Create a hybrid row-column store table and specify the bitmap column. For more information, see CREATE TABLE. (Only 9.1.1.100 and later versions support this function.)

1
2
3
4
5
6
7
8
9
CREATE TABLE < table name> (
   <Column definition>
)
WITH (
orientation = column,          -- Use the column storage architecture.
enable_hstore_opt = on,         -- Enable hstore_opt.
    storage_mode = 'mix'           --Create a hybrid row-column store table.
bitmap_columns = 'a'            --Specify the bitmap column (for example, column a).
);

Examples

  1. Use the client to connect to DWS and create a data table.

    Wait for about 1 minute because there is a large amount of data.
    1
    2
    3
    4
    5
    6
    7
    8
    DROP TABLE IF EXISTS data;
    CREATE TABLE data(a INT, b BIGINT, c VARCHAR(10), d VARCHAR(10));
    INSERT INTO data values(generate_series(1,60000),1,'asdfasdf','gergqer');
    INSERT INTO data select * from data;
    INSERT INTO data select * from data;
    INSERT INTO data select * from data;
    INSERT INTO data select * from data;
    INSERT INTO data select * from data;
    

  2. Create a simple hybrid row-column store table.

     1
     2
     3
     4
     5
     6
     7
     8
     9
    10
    11
    12
    13
    DROP TABLE IF EXISTS mixmode_test1;
    CREATE TABLE mixmode_test1 (
        a INT,
        b BIGINT,
        c VARCHAR(10),
        d VARCHAR(10)
    )
    WITH (
        orientation = column,
        enable_hstore_opt = on,
        storage_mode = 'mix',
    bitmap_columns = 'a' --Specify column a as the bitmap column.
    );
    

  3. Create a B-tree index.

    1
    CREATE INDEX idx_data_a_btree ON mixmode_test1(a);
    

  4. Import data to the hybrid row-column store table.

    1
    INSERT INTO mixmode_test1 SELECT * FROM data;
    

  5. Use index scan to search for the record where a = 42 and print the execution plan.

    1
    2
    3
    4
    SET enable_seqscan = off; -- Disable sequential scan.
    SET enable_indexscan = on; -- Use index scan.
    SET enable_fast_query_shipping = off; -- The optimizer uses the distributed framework, that is, the execution plan is generated on a CN and then sent to the DNs for execution.
    EXPLAIN PERFORMANCE SELECT * FROM mixmode_test1 WHERE a = 42;
    

    According to the execution plan results, the executor selects index scan.

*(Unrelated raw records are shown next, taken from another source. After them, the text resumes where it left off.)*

PR #3751, opened 2026-08-19
fix(ui): Use String.raw for the NameChar regex pattern

### LINKED ISSUE #3740: Fix typescript:S7780: Use String.raw to avoid unnecessary backslash escaping in xpath-2.0-parser.ts
## Sonar Rule: typescript:S7780 — MINOR

When a string contains many backslashes (e.g. regex-like patterns in template strings), `String.raw` avoids the need for double-escaping and makes the string literal easier to read.

## Affected file

`packages/ui/src/services/xpath/2.0/xpath-2.0-parser.ts:11`

## Proposed fix

```typescript
// Before:
const pattern = "(\\w+)|-|_|\\.";

// After:
const pattern = String.raw`(\w+)|-|_|\.`;
```

## References
- [SonarQube Rule S7780](https://rules.sonarsource.com/typescript/RSPEC-7780/)
- [MDN — String.raw()](https://developer.mozilla.org/en-US/docs/Web/JavaScript/Reference/Global_Objects/String/raw)

DebayanSen96:
Fixes #3740.

The `NameChar` pattern in `xpath-2.0-parser.ts` double-escapes every backslash inside a template literal. Converted it to `String.raw`, which keeps the regex escapes readable (Sonar rule typescript:S7780). Verified in Node that the compiled regex `.source` is byte-identical to the old form and match behavior is unchanged.

### DIFF
--- a/packages/ui/src/services/xpath/2.0/xpath-2.0-parser.ts
+++ b/packages/ui/src/services/xpath/2.0/xpath-2.0-parser.ts
@@ -8,7 +8,7 @@ const f = fragments;
 
 fragments['NameStartChar'] = /[a-zA-Z]|\\u2070-\\u218F|\\u2C00-\\u2FEF|\\u3001-\\uD7FF|\\uF900-\\uFDCF|\\uFDF0-\\uFFFD/;
 fragments['NameChar'] = new RegExp(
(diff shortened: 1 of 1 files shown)


DebayanSen96:
Closing — contribution needs local build/test verification before review.

PR #3447, opened 2026-07-07
refactor: migrate CamelCatalogService catalog maps to async DynamicCatalogRegistry

lordrip:
### Context
Refactors `CamelCatalogService` per the issue: removes the unused sync catalog-map helpers and migrates the language-map consumers to the async `DynamicCatalogRegistry` API, propagating the resulting async change up to the React render layer.

### Changes

- **`CamelCatalogService`**: delete unused `getDataFormatMap` and `getLoadBalancerMap`, and remove `getLanguageMap`.
- **`ExpressionService`**: `getLanguageNames`, `parseExpressionModel`, and `updateExpressionFromModel` are now `async`, sourcing languages from `DynamicCatalogRegistry.get().getCatalog(CatalogKind.Language)?.getAll()`.
- **Validation chain**: `ModelValidationService.validateNodeStatus` / `validateRequiredProperties` and `getNodeValidationText` (interfaces + all visual-entity implementations + `VisualizationNode`) are now `async`.
- **Render layer**:
  - `ExpressionField` parses the model in an effect and gates rendering on an `isModelParsed` flag, so the third-party `useOneOfField` mounts with the resolved model (otherwise it latches an empty selection).
  - Extracted a shared `useNodeValidationText` hook consumed by `CustomNode` and `CustomGroupExpanded`, removing duplicated async boilerplate. The hook keys on `lastUpdate`, fixing a regression where the validation warning would not refresh after in-place node edits.
- **Tests**: updated to `await` the now-async APIs; added a unit test for `useNodeValidationText` (including re-validation on edit).

Closes https://github.com/KaotoIO/kaoto/issues/3442

## Summary by CodeRabbit

* **New Features**
  * Validation messages and expression fields now load and update asynchronously, improving reliability in the canvas and forms.
  * Group and node warning indicators now use a shared validation flow for more consistent results.

* **Bug Fixes**
  * Fixed validation text and expression parsing so they refresh correctly after edits and async updates.
  * Improved handling of loading states to avoid stale or missing validation results.

* **Tests**
  * Updated and expanded test coverage for asynchronous validation, parsing, and UI rendering flows.

PR #3762, opened 2026-08-20
refactor(ExpressionField): migrate expression service to async DynamicCatalogRegistry

### LINKED ISSUE #3442: Migrate `getNodeValidationText` and `getLanguageMap` methods
There are 3 dedicated supporting catalog methods in the `CamelCatalogService` class
* getLanguageMap (_used by several files_)
* getDataFormatMap (_unused_)
* getLoadBalancerMap (_unused_)

The goal of this ticket is to remove the unused methods and to migrate the expression-related methods to async.

shivamG640:
### Context

Partial backport of #3447, scoped to the `ExpressionField` folder only.
fix https://github.com/KaotoIO/kaoto/issues/3442

### Changes

- **`ExpressionService`**: `getLanguageNames()`, `parseExpressionModel()`, and `updateExpressionFromModel()` are now `async`, sourcing languages from `DynamicCatalogRegistry.get().getCatalog(CatalogKind.Language)?.getAll()` instead of the removed `CamelCatalogService.getLanguageMap()`.
- **`ExpressionField`**: Parses the model in a `useEffect` and gates rendering on an `isModelParsed` flag, so the third-party `useOneOfField` mounts with the resolved model (otherwise it latches an empty selection that never recovers).
- **Tests**: Set up `DynamicCatalogRegistry` in test fixtures; `await` the now-async service APIs; use `waitFor`/`findBy` to wait for async rendering effects before asserting.

### Files changed
- `ExpressionField.tsx`
- `expression.service.ts`
- `ExpressionField.test.tsx`
- `expression.service.test.ts`

## Summary by CodeRabbit

- **Bug Fixes**
  - Improved expression-field loading and updates during asynchronous parsing.
  - Validation messages now refresh reliably as visual elements change.
  - Prevented outdated validation results from replacing newer results.
  - Applications remain usable when language catalog information is unavailable.
  - Added a clear fallback when the expression editor cannot be loaded.

- **Tests**
  - Expanded coverage for asynchronous parsing, validation updates, error handling, and cancellation scenarios.

### DIFF
--- a/packages/ui/src/components/Visualization/Canvas/Form/fields/ExpressionField/ExpressionField.test.tsx
+++ b/packages/ui/src/components/Visualization/Canvas/Form/fields/ExpressionField/ExpressionField.test.tsx
@@ -7,8 +7,11 @@ import {
   SchemaProvider,
 } from '@kaoto/forms';
 import { KaotoFormPageObject } from '@kaoto/forms/testing';
-import { act, fireEvent, render, screen } from '@testing-library/react';
+import { act, fireEvent, render, screen, waitFor } from '@testing-library/react';
 
+import { DynamicCatalog } from '../../../../../../dynamic-catalog/dynamic-catalog';
+import { DynamicCatalogRegistry } from '../../../../../../dynamic-catalog/dynamic-catalog-registry';
+import { CamelLanguageProvider } from '../../../../../../dynamic-catalog/providers/camel-components.provider';
 import { CamelCatalogService, CatalogKind } from '../../../../../../models';
 import { setHeaderExpressionSchema } from '../../../../../../stubs/expression-definition-schema';
 import { getFirstCatalogMap } from '../../../../../../stubs/test-load-catalog';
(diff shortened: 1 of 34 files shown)


lordrip (commented):
Hi @shivamG640 I think this PR grew because we're using the async version of the getNodeValidationText API. That was what made my original PR to grow as well.

Food for thought: We might not need to migrate getNodeValidationText to async, since the schema (the reason to be async to begin with) is pre-fetched during parsing time, so it is up to date when the node is rendered. And when opening the Config form, the schema is fetched again, so when the node is updated due to a property change, the node will be rerendered and validated against the refreshed schema.

lordrip (dismissed):

shivamG640:
> Hi @shivamG640 I think this PR grew because we're using the async version of the getNodeValidationText API. That was what made my original PR to grow as well.
> 
> Food for thought: We might not need to migrate getNodeValidationText to async, since the schema (the reason to be async to begin with) is pre-fetched during parsing time, so it is up to date when the node is rendered. And when opening the Config form, the schema is fetched again, so when the node is updated due to a property change, the node will be rerendered and validated against the refreshed schema.

`ModelValidationService.validateNodeStatus()` is async because `ExpressionService.parseExpressionModel(model)` is async. This function normalizes the expression across the four supported dialects, so we need to await it before proceeding. Once we have the correct expression model, we evaluate the `nodeValidationText`.
So, the async nature of `getNodeValidationText` is essentially being propagated up from `ExpressionService.parseExpressionModel()`.

PVinaches (approved):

  6. Use sequential scan to search for records where a = 42 and print the execution plan.

    1
    2
    3
    4
    5
    SET enable_seqscan = on; -- Enable sequential scan.
    SET enable_indexscan = off; -- Disable index scan.
    SET enable_bitmapscan = off; -- Disable bitmap scan.
    SET enable_fast_query_shipping = off; -- The optimizer uses the distributed framework, that is, the execution plan is generated on a CN and then sent to the DNs for execution.
    EXPLAIN PERFORMANCE SELECT * FROM mixmode_test1 WHERE a = 42;
    

    According to the execution plan result, sequential scan is selected in the bitmap_column point query execution plan. The auto index filters out most data.